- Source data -
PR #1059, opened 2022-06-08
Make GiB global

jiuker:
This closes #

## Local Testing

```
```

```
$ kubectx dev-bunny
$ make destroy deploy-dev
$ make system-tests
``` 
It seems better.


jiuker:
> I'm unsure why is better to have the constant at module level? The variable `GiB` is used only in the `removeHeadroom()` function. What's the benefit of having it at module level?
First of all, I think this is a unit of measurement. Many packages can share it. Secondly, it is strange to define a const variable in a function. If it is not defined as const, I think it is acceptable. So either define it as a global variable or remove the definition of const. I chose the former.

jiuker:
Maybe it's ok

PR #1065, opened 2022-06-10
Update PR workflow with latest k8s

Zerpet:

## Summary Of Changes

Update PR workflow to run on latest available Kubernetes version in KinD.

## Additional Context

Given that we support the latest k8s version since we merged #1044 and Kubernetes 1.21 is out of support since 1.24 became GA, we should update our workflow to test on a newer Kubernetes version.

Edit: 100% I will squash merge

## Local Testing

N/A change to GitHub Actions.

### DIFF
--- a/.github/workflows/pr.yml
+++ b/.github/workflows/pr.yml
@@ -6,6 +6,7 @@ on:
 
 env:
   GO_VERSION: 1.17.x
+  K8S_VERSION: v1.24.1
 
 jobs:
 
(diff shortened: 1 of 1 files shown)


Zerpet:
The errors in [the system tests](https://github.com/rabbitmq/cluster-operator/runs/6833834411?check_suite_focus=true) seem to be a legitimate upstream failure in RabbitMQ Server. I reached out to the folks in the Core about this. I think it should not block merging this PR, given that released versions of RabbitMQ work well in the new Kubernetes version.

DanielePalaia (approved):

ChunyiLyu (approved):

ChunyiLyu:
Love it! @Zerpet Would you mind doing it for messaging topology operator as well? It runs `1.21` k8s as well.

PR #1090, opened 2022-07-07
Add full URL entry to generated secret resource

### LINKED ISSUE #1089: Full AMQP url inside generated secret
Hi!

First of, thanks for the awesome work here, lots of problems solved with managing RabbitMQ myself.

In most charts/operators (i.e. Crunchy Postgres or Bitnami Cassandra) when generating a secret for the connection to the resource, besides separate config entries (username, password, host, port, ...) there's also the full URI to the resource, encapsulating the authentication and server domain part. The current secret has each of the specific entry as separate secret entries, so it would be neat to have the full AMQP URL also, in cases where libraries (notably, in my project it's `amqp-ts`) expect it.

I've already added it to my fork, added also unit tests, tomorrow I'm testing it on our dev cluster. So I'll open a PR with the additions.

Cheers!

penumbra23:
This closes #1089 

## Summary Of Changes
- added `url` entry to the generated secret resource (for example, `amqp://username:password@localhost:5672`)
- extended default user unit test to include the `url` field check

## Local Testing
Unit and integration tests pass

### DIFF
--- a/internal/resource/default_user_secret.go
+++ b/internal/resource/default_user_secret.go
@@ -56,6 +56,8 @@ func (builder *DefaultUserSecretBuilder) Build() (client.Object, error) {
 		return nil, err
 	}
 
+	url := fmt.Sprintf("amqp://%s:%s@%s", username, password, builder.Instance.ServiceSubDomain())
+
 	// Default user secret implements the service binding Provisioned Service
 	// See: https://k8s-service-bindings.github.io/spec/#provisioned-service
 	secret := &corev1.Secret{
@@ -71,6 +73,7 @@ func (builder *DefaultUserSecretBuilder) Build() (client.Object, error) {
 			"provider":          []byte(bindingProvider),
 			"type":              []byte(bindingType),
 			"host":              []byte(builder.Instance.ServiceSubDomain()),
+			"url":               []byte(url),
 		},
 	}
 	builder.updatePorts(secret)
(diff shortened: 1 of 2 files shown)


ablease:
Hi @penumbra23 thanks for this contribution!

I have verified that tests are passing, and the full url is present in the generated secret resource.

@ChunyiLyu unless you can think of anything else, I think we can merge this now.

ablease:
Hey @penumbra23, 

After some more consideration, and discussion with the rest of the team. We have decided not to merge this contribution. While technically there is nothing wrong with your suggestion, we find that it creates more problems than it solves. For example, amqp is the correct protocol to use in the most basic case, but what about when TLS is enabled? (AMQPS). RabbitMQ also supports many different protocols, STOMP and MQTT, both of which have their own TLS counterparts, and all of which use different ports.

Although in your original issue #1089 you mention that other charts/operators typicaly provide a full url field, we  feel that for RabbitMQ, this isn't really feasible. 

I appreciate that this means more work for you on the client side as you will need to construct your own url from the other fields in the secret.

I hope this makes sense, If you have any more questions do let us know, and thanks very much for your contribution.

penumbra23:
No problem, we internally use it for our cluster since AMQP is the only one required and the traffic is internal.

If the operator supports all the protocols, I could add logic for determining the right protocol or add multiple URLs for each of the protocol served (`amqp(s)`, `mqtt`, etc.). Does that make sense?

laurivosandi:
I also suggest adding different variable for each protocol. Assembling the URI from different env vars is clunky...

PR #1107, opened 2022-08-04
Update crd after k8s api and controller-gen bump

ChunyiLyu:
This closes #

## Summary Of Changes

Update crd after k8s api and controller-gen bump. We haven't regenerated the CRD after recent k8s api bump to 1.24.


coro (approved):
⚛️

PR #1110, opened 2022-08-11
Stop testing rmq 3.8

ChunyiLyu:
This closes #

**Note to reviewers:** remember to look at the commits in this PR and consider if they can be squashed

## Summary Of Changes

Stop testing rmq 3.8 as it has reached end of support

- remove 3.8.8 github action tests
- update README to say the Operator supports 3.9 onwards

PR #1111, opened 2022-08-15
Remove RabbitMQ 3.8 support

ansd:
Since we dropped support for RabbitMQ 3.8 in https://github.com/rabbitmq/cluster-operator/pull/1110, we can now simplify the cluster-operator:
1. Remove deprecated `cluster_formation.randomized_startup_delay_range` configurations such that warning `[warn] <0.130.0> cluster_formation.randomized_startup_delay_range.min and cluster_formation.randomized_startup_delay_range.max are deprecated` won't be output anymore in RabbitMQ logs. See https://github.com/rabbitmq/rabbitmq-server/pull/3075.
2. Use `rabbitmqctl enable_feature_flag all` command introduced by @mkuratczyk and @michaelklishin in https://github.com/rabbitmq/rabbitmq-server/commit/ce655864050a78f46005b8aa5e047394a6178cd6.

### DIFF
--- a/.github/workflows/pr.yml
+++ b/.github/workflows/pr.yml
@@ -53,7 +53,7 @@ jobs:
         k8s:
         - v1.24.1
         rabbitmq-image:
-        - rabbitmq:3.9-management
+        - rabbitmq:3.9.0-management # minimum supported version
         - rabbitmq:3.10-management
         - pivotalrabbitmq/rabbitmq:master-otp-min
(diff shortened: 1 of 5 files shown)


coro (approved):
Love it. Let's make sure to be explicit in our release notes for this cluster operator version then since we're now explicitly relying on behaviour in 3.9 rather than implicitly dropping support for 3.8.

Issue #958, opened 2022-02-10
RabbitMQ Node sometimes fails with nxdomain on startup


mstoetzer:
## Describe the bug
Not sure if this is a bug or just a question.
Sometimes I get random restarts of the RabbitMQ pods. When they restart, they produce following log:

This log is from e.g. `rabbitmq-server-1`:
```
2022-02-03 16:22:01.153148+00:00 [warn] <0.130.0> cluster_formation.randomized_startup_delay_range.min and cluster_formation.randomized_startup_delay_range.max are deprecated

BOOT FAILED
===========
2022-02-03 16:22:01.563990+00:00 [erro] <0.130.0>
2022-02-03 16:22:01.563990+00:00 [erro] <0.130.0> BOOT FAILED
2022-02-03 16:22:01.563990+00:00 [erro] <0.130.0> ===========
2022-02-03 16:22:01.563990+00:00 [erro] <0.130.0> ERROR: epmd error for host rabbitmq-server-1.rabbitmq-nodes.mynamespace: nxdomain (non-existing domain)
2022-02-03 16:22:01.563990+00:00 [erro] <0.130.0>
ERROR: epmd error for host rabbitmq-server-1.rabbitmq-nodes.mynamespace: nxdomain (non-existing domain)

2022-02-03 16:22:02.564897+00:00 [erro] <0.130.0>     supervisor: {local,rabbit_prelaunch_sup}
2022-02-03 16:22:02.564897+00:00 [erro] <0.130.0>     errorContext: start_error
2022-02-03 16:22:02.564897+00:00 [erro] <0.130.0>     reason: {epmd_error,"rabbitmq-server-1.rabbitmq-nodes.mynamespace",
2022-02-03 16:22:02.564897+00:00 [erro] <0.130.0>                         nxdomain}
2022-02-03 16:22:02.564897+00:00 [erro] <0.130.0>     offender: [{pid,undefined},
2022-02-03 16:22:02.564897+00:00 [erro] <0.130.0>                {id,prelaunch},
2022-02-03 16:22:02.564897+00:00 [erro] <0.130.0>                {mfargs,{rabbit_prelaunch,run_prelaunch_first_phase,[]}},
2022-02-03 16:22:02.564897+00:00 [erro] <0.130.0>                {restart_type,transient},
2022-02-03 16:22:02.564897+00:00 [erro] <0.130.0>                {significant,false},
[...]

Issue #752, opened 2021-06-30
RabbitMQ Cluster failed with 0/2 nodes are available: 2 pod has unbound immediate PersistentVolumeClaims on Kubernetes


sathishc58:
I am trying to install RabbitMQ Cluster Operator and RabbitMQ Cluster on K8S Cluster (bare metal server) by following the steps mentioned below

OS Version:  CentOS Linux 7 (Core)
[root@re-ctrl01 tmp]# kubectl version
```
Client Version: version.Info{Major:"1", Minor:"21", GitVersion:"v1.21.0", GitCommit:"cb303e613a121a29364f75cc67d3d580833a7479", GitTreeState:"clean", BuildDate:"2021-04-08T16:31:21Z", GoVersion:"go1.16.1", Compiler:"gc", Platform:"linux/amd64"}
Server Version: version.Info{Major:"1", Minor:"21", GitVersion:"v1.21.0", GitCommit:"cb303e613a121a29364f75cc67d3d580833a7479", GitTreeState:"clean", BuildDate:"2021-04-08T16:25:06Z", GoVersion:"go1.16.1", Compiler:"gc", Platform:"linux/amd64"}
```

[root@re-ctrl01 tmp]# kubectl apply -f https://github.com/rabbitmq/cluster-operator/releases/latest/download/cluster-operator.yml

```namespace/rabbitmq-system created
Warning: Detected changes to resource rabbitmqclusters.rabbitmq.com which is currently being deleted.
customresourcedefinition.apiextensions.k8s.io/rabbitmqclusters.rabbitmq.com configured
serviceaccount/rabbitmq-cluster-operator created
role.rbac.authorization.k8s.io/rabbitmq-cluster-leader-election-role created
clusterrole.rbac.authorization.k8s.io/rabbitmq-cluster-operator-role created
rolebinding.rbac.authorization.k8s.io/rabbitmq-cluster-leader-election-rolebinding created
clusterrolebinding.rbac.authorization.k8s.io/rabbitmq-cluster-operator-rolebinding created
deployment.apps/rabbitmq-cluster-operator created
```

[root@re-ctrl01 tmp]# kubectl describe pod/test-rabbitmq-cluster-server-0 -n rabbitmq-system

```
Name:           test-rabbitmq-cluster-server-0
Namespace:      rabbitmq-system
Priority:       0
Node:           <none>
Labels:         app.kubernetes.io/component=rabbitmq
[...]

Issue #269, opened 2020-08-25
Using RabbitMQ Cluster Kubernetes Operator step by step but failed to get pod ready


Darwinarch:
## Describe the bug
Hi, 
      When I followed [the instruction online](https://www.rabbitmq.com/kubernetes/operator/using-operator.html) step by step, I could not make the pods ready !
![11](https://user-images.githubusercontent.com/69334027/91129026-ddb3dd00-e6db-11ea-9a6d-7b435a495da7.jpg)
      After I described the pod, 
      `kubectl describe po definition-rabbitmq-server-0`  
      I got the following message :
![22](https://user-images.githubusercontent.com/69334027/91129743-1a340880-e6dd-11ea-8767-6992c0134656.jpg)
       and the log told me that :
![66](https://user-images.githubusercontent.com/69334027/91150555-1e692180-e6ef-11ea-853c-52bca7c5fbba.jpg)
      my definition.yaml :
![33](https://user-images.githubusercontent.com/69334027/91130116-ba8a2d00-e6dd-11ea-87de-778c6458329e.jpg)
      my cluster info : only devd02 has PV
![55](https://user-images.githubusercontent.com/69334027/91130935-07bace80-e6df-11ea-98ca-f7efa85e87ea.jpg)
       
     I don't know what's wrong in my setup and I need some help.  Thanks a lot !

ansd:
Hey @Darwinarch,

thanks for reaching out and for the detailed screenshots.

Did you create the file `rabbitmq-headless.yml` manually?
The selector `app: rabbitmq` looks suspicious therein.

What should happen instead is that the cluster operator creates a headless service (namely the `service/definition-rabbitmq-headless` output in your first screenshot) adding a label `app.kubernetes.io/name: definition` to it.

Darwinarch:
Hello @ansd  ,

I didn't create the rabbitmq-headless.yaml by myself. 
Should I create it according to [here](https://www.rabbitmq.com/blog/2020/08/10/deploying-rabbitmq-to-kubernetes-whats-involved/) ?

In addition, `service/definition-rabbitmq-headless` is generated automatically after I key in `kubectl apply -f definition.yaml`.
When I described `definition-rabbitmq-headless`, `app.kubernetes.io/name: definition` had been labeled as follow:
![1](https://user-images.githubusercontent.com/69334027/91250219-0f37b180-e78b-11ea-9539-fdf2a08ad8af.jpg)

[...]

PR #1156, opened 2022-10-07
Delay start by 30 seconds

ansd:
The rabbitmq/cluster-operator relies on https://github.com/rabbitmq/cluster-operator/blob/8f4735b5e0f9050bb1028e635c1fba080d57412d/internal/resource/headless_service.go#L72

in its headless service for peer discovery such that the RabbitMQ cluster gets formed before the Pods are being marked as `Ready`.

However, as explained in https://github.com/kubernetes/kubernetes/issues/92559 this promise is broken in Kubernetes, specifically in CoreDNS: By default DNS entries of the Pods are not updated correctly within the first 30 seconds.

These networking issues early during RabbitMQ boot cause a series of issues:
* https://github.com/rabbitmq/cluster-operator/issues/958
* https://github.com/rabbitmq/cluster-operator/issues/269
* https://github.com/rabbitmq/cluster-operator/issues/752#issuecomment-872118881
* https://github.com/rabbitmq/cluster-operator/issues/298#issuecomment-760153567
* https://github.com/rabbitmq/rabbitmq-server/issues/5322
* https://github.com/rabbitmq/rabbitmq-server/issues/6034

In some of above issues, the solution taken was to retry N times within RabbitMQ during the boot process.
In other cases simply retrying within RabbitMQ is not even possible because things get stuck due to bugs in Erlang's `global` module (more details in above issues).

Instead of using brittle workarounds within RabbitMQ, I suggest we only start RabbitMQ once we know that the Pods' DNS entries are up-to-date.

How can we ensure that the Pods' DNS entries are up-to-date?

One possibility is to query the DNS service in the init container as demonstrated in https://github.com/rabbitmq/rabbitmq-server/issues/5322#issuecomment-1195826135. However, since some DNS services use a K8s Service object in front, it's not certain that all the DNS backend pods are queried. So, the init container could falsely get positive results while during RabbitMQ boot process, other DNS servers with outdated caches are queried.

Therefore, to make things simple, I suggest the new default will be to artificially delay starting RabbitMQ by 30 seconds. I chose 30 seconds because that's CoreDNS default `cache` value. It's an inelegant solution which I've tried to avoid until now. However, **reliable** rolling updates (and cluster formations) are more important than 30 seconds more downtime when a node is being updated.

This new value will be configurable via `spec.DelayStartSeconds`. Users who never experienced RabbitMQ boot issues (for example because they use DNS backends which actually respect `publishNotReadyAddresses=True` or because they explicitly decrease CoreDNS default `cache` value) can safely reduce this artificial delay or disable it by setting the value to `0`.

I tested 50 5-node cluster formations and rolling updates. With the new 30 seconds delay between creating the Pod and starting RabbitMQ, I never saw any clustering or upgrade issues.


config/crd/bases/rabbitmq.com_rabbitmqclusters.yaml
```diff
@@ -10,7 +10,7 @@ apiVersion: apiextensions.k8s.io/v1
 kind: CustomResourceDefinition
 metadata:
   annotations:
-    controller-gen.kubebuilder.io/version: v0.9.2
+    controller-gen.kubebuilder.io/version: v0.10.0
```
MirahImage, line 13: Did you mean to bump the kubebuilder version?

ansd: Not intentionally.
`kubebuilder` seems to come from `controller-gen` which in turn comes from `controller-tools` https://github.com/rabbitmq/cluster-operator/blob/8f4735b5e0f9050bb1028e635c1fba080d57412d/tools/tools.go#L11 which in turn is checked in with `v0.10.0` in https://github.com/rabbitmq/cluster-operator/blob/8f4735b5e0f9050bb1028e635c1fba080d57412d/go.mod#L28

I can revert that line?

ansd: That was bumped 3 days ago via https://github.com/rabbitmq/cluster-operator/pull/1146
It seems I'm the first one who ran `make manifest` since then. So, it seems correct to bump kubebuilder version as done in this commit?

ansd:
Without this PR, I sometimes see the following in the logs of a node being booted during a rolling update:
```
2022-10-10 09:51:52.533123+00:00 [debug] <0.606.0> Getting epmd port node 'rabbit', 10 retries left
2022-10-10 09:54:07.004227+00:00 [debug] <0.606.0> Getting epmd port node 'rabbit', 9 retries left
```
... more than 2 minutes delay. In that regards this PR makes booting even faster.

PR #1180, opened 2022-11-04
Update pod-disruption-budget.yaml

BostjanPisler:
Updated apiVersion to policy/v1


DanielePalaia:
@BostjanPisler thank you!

- WORK REQUIRED -
Scan the entries above for the string "from" and copy each line that contains it.

- ANSWER SECTION -
I appreciate that this means more work for you on the client side as you will need to construct your own url from the other fields in the secret.
I also suggest adding different variable for each protocol. Assembling the URI from different env vars is clunky...
This log is from e.g. `rabbitmq-server-1`:
`kubebuilder` seems to come from `controller-gen` which in turn comes from `controller-tools` https://github.com/rabbitmq/cluster-operator/blob/8f4735b5e0f9050bb1028e635c1fba080d57412d/tools/tools.go#L11 which in turn is checked in with `v0.10.0` in https://github.com/rabbitmq/cluster-operator/blob/8f4735b5e0f9050bb1028e635c1fba080d57412d/go.mod#L28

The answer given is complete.